Medieval guilds played vital roles in the histories of both Venice and York. Hence, I decide to visit the Merchant Adventurers’ Hall to immerse myself in some historical context. The merchants adventurers were traders, similar to their Venetian counterparts. While the hall may not boast Tintorettos or Titians, it does showcase a flashy silver apple corer and a magnificent timbered ceiling. I do not recall these features from the school dance I attended here in the early 1990s, but perhaps that is due to the impact of several pints of Bacardi.

Concerning Venetian cuisine, it is disappointing that I cannot locate Venetian cicchetti (appetizers) or tramezzini (overstuffed sandwiches) in York, regardless of how diligently I search and how much I am willing to pay. Instead, I head to Alessandro Venturi’s pasta place, called Spaghetti Junction, situated in York’s hipster quarter on Bishopthorpe Road. Behind a curtain of red, white, and green, the back room exudes the ambiance of a miraculous cannaregio trattoria one stumbles upon when lost, famished, and squabbling. Although Alessandro is originally from Rome, he finds Venetian cuisine fascinating due to its Jewish and Byzantine influences. He skillfully prepares steaming bowls of the Venetian classic, bigoli in salsa. Bigoli are plump, handmade wholewheat strands, although Alessandro refers to them as “Roman-style bigoli.” They are served with a sauce of creamy, caramelized onions in which salty anchovies or sardines dissolve, accentuated with a sprinkle of cinnamon as a nod to Venice’s spicy history. Although fish is not a usual part of my diet, I occasionally indulge on trips, and I am delighted I do so here. The dish is delightful – a perfect balance of savory and sweet, brimming with wholesomeness. Will Alessandro incorporate bigoli into his menu of Roman classics? Probably not. “Introducing traditional Italian food to British people is not an easy task,” he remarks. “York remains old school.”

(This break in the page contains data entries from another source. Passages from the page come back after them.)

PR #31886, opened 2020-10-13
Fixed: Undefined mixin 'deprecate' when importing 'bootstrap-grid-scss'

masserra:
Following @mdo 's fix #31438 that adds a **deprecate** notice, I've noticed that this also breaks the compilation when solely importing `bootstrap-grid.scss`.

### DIFF
--- a/scss/bootstrap-grid.scss
+++ b/scss/bootstrap-grid.scss
@@ -16,12 +16,10 @@ html {
   box-sizing: inherit;
 }
 
-// Deprecate
-@import "mixins/deprecate";
-
 @import "functions";
 @import "variables";
 
+@import "mixins/deprecate";
 @import "mixins/breakpoints";
 @import "mixins/grid-framework";
 @import "mixins/grid";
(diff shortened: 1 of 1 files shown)


scss/bootstrap-grid.scss
```diff
@@ -16,6 +16,9 @@ html {
   box-sizing: inherit;
 }
 
+// Deprecate
+@import "mixins/deprecate";
```
mdo, line 20: Can you move this down to the other mixins?

masserra: Sure, I had it there initially but then I went to check where you guys have put it on the [nixon's file](https://github.com/twbs/bootstrap/blob/a716fb03f965dc0846df479e14388b1b4b93d7ce/scss/_mixins.scss#L9) and so it at the top. Should I move it down there too?

mdo: The new spot for it is right, thanks! Just wanted it at the top of the mixins section :).

mdo (approved):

Regrettably, York market no longer offers an abundance of fresh produce; instead, it is inundated with “prosecco o’clock” plaques and mobile phone cases. I can imagine Venetians expressing similar sentiments about the Rialto. However, York’s fishmongers continue to thrive, bustling with customers seeking crab claws and kippers. Harrison’s fruit and vegetable stall showcases beautiful bunches of prezzemolo (parsley). While no one can provide me with an artichoke, Sheila’s Greengrocer tempts me with plump black cherries. I purchase some to enjoy on Lendal Bridge since it is prominent and white. While savoring the cherries on the riverbank, I am interrupted by a clamor of beeping. Once again, it is the river cruise boat – I have unwittingly occupied their jetty. I cannot linger for too long, as York’s aggressive geese, who possess a similar disposition to Venetian seagulls, might come after me.

The rain shows no mercy. Although I am wearing an elegant blouse and fashionable shoes to honor the Italian tradition of la bella figura, I am entirely drenched and shivering, emanating a vibe reminiscent of “Dirk Bogarde expiring in a deckchair in Death in Venice.” The memory of Katharine Hepburn’s eye infection, acquired from falling into a Venetian canal during the filming of Summertime, also crosses my mind. However, I know precisely how to lift my spirits – it’s aperitivo time! The Star Inn the City boasts a magnificent terrace facing the river, which, given the current weather, I enjoy alone, aside from a resilient Scottish couple donning cagoules. I secure a table with a waterfront view and order Venice’s most successful export since Marco Polo – an Aperol spritz. Cincin!